Among the entries below, find every line that has "likely" and pull it out.
⁂
PR #1832, opened 2016-03-29
[WIP]Bug 1318737, added Recovering Deleted Default Projects section

ahardin-rh:
https://bugzilla.redhat.com/show_bug.cgi?id=1318737

### DIFF
--- a/admin_guide/managing_projects.adoc
+++ b/admin_guide/managing_projects.adoc
@@ -309,3 +309,40 @@ in order, this rule should be specified last.
 ====
 
 endif::openshift-origin,openshift-enterprise,atomic-registry[]
+
+[[recovering-deleted-default-projects]]
+
+== Recovering Deleted Default Projects
+
+If you delete any of the default projects like `*default*` or `*openshift*`,
+then you will likely experience issues that impact the whole environment. To
+recover from this, restart the master service:
+
+====
+----
+# systemctl restart atomic-openshift-master
+----
+====
+
+[WARNING]
+====
+The default project `*openshift-infra*` is unrecoverable in OpenShift 3.0 and 3.1.
+====
+
+The master creates the missing namespaces and bindings on startup.
+
+After restarting, verify the namespaces exist and are not in the *Terminating*
+state:
+
+====
+----
+# oc get namespace/default namespace/openshift namespace/openshift-infra
+----
+====
+
+Next, you need to manually recreate the content (including templates, image
+streams, the registry, the router, and so on) by following the steps in
+link:../install_config/install/docker_registry.html[Deploying a Docker
+Registry], link:../install_config/install/deploy_router.html[Deploying a
+Router], and link:../install_config/imagestreams_templates.html[Loading the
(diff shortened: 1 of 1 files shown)


ahardin-rh:
@liggitt @adellape @tnguyen-rh PTAL. Thanks!

admin_guide/managing_projects.adoc
```diff
@@ -309,3 +309,26 @@ in order, this rule should be specified last.
...
+
+====
+----
+# systemctl restart atomic-openshift-master
+----
+====
+
+The master creates the missing namespaces and bindings on startup.
+
+Then, you need to manually recreate the content (including templates, image
```
tnguyen-rh: @ahardin-rh 
Suggest s/Then/Next/

tnguyen-rh:
@ahardin-rh Small suggestion, otherwise LGTM.

ahardin-rh:
@liggitt PTAL. Thanks!

admin_guide/managing_projects.adoc
```diff
@@ -309,3 +309,26 @@ in order, this rule should be specified last.
...
+
+== Recovering Deleted Default Projects
+
+If you delete any of the default projects like `*default*`, `*openshift*`, or
+`*openshift-infra*`, then you will likely experience issues that impact the
+whole environment. To recover from this, restart the master service:
+
+====
+----
+# systemctl restart atomic-openshift-master
```
liggitt: after restarting, verify the projects exist and are not in the terminating state:
```
oc get namespace/default namespace/openshift namespace/openshift-infra
```

If they are still terminating, wait for the termination to complete, then restart the master service again.

ahardin-rh:
@liggitt Thanks! Made some edits.

ahardin-rh:
@liggitt PTAL at QE's comments in the BZ for this work: 
https://bugzilla.redhat.com/show_bug.cgi?id=1318737
I'm not sure how to address this. Any thoughts?

liggitt:
looking at this again, recovering the deleted openshift-infra project will be very difficult... restarting won't help in 3.2. https://github.com/openshift/origin/pull/4318 is opened to protect those two namespaces from deletion.

ahardin-rh:
@liggitt Thanks. I made an edit regarding openshift-infra. However, to be clear, do you think that the recovery steps are not worth documenting here? Do you think that those would be better suited for a KB article?

ahardin-rh:
@liggitt bump

liggitt:
I probably wouldn't put it in the core docs here. With the fix in https://github.com/openshift/origin/pull/4318 it won't be possible to completely delete those namespaces any more

ahardin-rh:
@liggitt  Thanks. Do you think we should add this for 3.0 and 3.1 branches only (omitting this from Origin and 3.2)?

liggitt:
I wouldn't put it in core docs

ahardin-rh:
@liggitt Thanks. Moved it to KB: https://access.redhat.com/solutions/2260211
⁂
Response below:
+then you will likely experience issues that impact the whole environment. To
+`*openshift-infra*`, then you will likely experience issues that impact the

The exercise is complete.